**PROMPT**
Each line of the data that mentions the string "also" needs to be identified and copied.

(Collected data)
PR #456, opened 2020-01-27
Partial Config object

shannynalayna:
Replaces the current `Config` object with a `PartialConfig` and a `PartialConfigBuilder` which is the first step in a process of converting splinterd's use of the Config object which held options to a new `Config` object without options (thus cleaning up the `unwrap_or`s in the main function) 

This is just the first step in that process, which converts and removes the existing Config and ConfigBuilder objects, as these are going to be rewritten to match the description above ^. This work will be in a later PR. 

For testing: 

Run `cargo test` to run the first test, `cargo test --features config-builder` to run the first three tests and `cargo test --features config-toml` to run the last test.


splinterd/src/config/partial.rs
```diff
@@ -0,0 +1,338 @@
...
+#[cfg(not(feature = "config-toml"))]
+use std::io::Read;
+
+#[cfg(not(feature = "config-toml"))]
+use toml;
+
+#[cfg(not(feature = "config-toml"))]
+use crate::config::ConfigError;
+
+/// PartialConfig is an object to be used as an intermediary while collecting the config values
```
peterschwarz: Would suggest "PartialConfig is an intermediate representation of configuration values, used when combining several sources." as the opening sentence.

shannynalayna: That's definitely better wording, I changed the sentence to your suggestion.

splinterd/src/config/partial.rs
```diff
@@ -0,0 +1,338 @@
...
+    }
+
+    #[cfg(feature = "config-builder")]
+    /// Adds a `storage` value to the PartialConfig object.
+    ///
+    /// # Arguments
+    ///
+    /// * `storage` - The type of storage that should be used to store circuit state.
+    ///
+    pub fn with_storage(mut self, storage: Option<String>) -> Self {
```
RyanLassigBanks: It seems weird to me that these would take an `Option<String>` instead of just `String`. Is the idea that you would want to overwrite a field in a config file with `None`?

shannynalayna: Well, this really just initializing the PartialConfig object with a None, possibly. Currently, these methods are being used to directly pass the value from the config object into the PartialConfig. So, it made sense to me to pass the entire thing as those config objects will all hold options (and match the PartialConfig field). Rather than unwrapping those objects, this makes it simpler to simply pass the value along.

shannynalayna: If you look here: https://github.com/Cargill/splinter/pull/456/files#diff-e81ee9df252e4ba07221e9155a7d6f9cR49-R67, you can see how these methods are being used. So, rather than unwrap those values which are automatically loaded into the TomlConfig object, it seemed cleaner to me to pass the entire option in

splinterd/src/config/partial.rs
```diff
@@ -0,0 +1,338 @@
...
+
+    pub fn registry_file(&self) -> Option<String> {
+        self.registry_file.clone()
+    }
+
+    pub fn heartbeat_interval(&self) -> Option<u64> {
+        self.heartbeat_interval
+    }
+
+    #[cfg(feature = "config-builder")]
```
dplumb94: Is attributing each method with cfg an established style? I think it would be cleaner to wrap all of the functions for each feature in a block and then just apply the attribute to the block.

splinterd/src/config/partial.rs
```diff
@@ -0,0 +1,338 @@
...
+    database: Option<String>,
+    registry_backend: Option<String>,
+    registry_file: Option<String>,
+    heartbeat_interval: Option<u64>,
+}
+
+impl PartialConfig {
+    /// Creates a new PartialConfig object from a toml file. Available to use when the `config-toml`
+    /// feature flag is not in use.
+    #[cfg(not(feature = "config-toml"))]
```
vaporos: This should be in a toml module that implements the TomlPartialConfigBuilder, not part of PartialConfig (PartialConfig shouldn't know anything about implementations).

splinterd/src/config/partial.rs
vaporos: The disadvantage of that is that if you remove the cfg, then it would change the intent (larger future diff). So the current approach is actually good.

I assume these are here because otherwise we get compiler warnings.

splinterd/src/config/partial.rs
vaporos: Yes, None would be "unset this value". Seems good to me.

splinterd/src/main.rs
```diff
@@ -84,32 +84,28 @@ fn load_toml_config(config_file_path: &str) -> Config {
...
-        Config::default()
+        PartialConfig::default()
     })
 }
 
 #[cfg(feature = "config-toml")]
-fn load_toml_config(config_file_path: &str) -> Config {
-    let mut config_builder = ConfigBuilder::new();
-
+fn load_toml_config(config_file_path: &str) -> PartialConfig {
```
vaporos: Instead of returning a default, it may be better here to return None and the calling code could then avoid using it in the merge.

shannynalayna: I don't think this is a necessary change for this PR, because in the case that it would return None and the `toml-config` feature is enabled, the main function still expects a `config` object, which would necessitate creating a default config in the main function rather than here.

splinterd/src/config/partial.rs
shannynalayna: The compiler warnings assumption is correct.

splinterd/src/main.rs
vaporos: Ok, agreed, this probably makes more sense when we are collecting a list of PartialConfigs to merge into a Config.

PR #458, opened 2020-01-27
Initial register/login sapling

zapplebee:
Looking for comments. Until I can test this locally end-to-end, I want to make sure this stays a draft.

From the `canopy/saplings/register-login` directory, after installing dependencies one can run
`npm run deploy` to build the register/login sapling and it will automatically be added to the appropriate directory in `canopy/app`.

Specifically looking for feedback during this draft around:
1. The aforementioned `deploy` strategy
2. If the example is simple enough from an instructional perspective. My thinking is that our example saplings are meant to be demonstrative as to how to use CanopyJS.


dplumb94:
Implementation is in the Grid repo

PR #460, opened 2020-01-28
Initial Optional Protocol Header

peterschwarz:
This introduces the trait RequestGuard for the REST API Resource classes. It also adds a ProtocolVersionRangeGuard implementation of this trait.

The protocol guard looks for an optional header, `SplinterProtocolVersion`.  If this is provided, it will return a BadRequest if the version provide is out of range.

It adds this guard to the admin routes, with the remaining routes to be guarded in a future PR.

To test (use  with experimental):

`curl --verbose -s -H "SplinterProtocolVersion: 1" localhost:8088/admin/proposals`

The above should result in a 200 and empty list

Modify the value of the header, either `0`, or greater than `1` and the 400 error with a json error response will be returned.

### DIFF
--- a/libsplinter/src/admin/rest_api/mod.rs
+++ b/libsplinter/src/admin/rest_api/mod.rs
@@ -22,10 +22,11 @@ use std::time;
 
 use crate::actix_web::{web, HttpResponse};
 use crate::futures::{Future, IntoFuture};
+use crate::protocol;
 use crate::protos::admin::CircuitManagementPayload;
 use crate::rest_api::{
-    into_protobuf, new_websocket_event_sender, EventSender, Method, Request, Resource,
-    RestResourceProvider,
+    into_protobuf, new_websocket_event_sender, EventSender, Method, ProtocolVersionRangeGuard,
+    Request, Resource, RestResourceProvider,
 };
 use crate::service::ServiceError;
 
@@ -40,12 +41,10 @@ use super::service::{
 
 impl RestResourceProvider for AdminService {
     fn resources(&self) -> Vec<Resource> {
-        // Allowing unused_mut because resources must be mutable if feature proposal-read is enabled
-        #[allow(unused_mut)]
-        let mut resources = vec![
-            make_application_handler_registration_route(self.commands()),
-            make_submit_route(self.commands()),
-        ];
+        let mut resources = vec![];
+
+        resources.push(make_application_handler_registration_route(self.commands()));
+        resources.push(make_submit_route(self.commands()));
 
         #[cfg(feature = "proposal-read")]
         resources.push(make_fetch_proposal_resource(self.commands()));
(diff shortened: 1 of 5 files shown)


libsplinter/src/rest_api/mod.rs
```diff
@@ -330,6 +330,93 @@ impl RequestGuard for Box<dyn RequestGuard> {
...
+impl ProtocolVersionRangeGuard {
+    /// Constructs a new protocol version guard with the given minimum.
+    pub fn new(min: u32, max: u32) -> Self {
+        Self { min, max }
+    }
+}
+
+impl RequestGuard for ProtocolVersionRangeGuard {
+    fn evaluate(&self, req: &HttpRequest) -> Continuation {
+        if let Some(header_value) = req.headers().get("X-SplinterProtocolVersion") {
```
ltseeley: May not want to include the `X-` in the header name: https://stackoverflow.com/a/3561399

libsplinter/src/rest_api/mod.rs
```diff
@@ -330,6 +330,93 @@ impl RequestGuard for Box<dyn RequestGuard> {
...
+                    format!(
+                        "Invalid characters in X-SplinterProtocolVersion header: {}",
+                        err
+                    )
+                })
+                .and_then(|val_str| {
+                    val_str.parse::<u32>().map_err(|_| {
+                        format!("X-SplinterProtocolVersion must be a valid positive integer")
+                    })
+                }) {
```
ltseeley: This is a long statement to match on; would be easier to read if declared as a variable first.

libsplinter/src/rest_api/mod.rs
```diff
@@ -330,6 +330,93 @@ impl RequestGuard for Box<dyn RequestGuard> {
...
+                            )
+                        }))
+                        .into_future(),
+                ),
+                Ok(version) if version > self.max => Continuation::terminate(
+                    HttpResponse::BadRequest()
+                        .json(json!({
+                            "message": format!(
+                                "Client requires a newer protocol than provided: {} > {}",
+                                version,
```
ltseeley: This error message is actually a little difficult to make sense of at first; it might be more clear as "Client's requested protocol ({}) is not supported; supported protocols: {}" or something similar. This would also allow you to collapse these two match arms into one.

libsplinter/src/admin/rest_api/mod.rs
```diff
@@ -22,10 +22,11 @@ use std::time;
 
 use crate::actix_web::{web, HttpResponse};
 use crate::futures::{Future, IntoFuture};
+use crate::protocol;
```
ltseeley: Have stories been added to add the guard to the other routes as well?

libsplinter/src/lib.rs
```diff
@@ -75,6 +75,8 @@ pub mod mesh;
 pub mod network;
 pub mod node_registry;
 pub mod orchestrator;
+#[cfg(any(feature = "rest-api", feature = "scabbard-client"))]
+mod protocol;
```
ltseeley: Would it make more sense for the protocol versions to be defined locally for the various REST APIs and clients? It seems odd for these to be centralized when the REST APIs and the clients themselves aren't.

libsplinter/src/admin/rest_api/mod.rs
peterschwarz: This is not the complete solution, with respect to guarding the routes. It is merely the mechanism to do so.  The task in question will be completed with a follow-on PR

libsplinter/src/lib.rs
peterschwarz: The location of these items has yet to be determined, but it is definitely something to be considered (though this approach was based on initial conversations about this feature).

libsplinter/src/rest_api/mod.rs
peterschwarz: Good catch, will update

peterschwarz: Good catch, will update

peterschwarz: Good catch, will update

peterschwarz: Good catch, will update

libsplinter/src/rest_api/mod.rs
peterschwarz: They signify very different problems - one is that your protocol is too old, and you should upgrade your client, the other is that your server is too old to work with the protocol in question, so you have to possibly talk to a sysadmin to fix the issue.

libsplinter/src/rest_api/mod.rs
peterschwarz: Fixed

libsplinter/src/rest_api/mod.rs
peterschwarz: Fixed

libsplinter/src/rest_api/mod.rs
```diff
@@ -219,11 +221,63 @@ impl Resource {
         self
     }
 
+    /// Adds a RequestGuard to the given Resource.
+    ///
+    /// This guard applies to all methods in defined for this resource.
```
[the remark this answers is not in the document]
peterschwarz: Fixed

libsplinter/src/rest_api/mod.rs
```diff
@@ -330,6 +330,94 @@ impl RequestGuard for Box<dyn RequestGuard> {
     }
 }
 
+/// Guards requests based on a minimum protocol version.
+///
+/// A protocol version is specified via the HTTP header `"SplinterProtocolVersion"`.  This header
```
ltseeley: Commit message still has `X-` header prefix

splinterd/api/static/openapi.yml
```diff
@@ -599,6 +618,14 @@ paths:
         500:
           description: Internal service error
 
+parameters:
+  protocol_version:
+    type: integer
+    description: The protocol version which the client can understand
+    in: header
+    name: X-SplinterProtocolVersion
```
ltseeley: Still has `X-` prefix

libsplinter/src/rest_api/mod.rs
peterschwarz: Fixed

splinterd/api/static/openapi.yml
peterschwarz: Fixed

**TASK OUTPUT**
This introduces the trait RequestGuard for the REST API Resource classes. It also adds a ProtocolVersionRangeGuard implementation of this trait.
ltseeley: This error message is actually a little difficult to make sense of at first; it might be more clear as "Client's requested protocol ({}) is not supported; supported protocols: {}" or something similar. This would also allow you to collapse these two match arms into one.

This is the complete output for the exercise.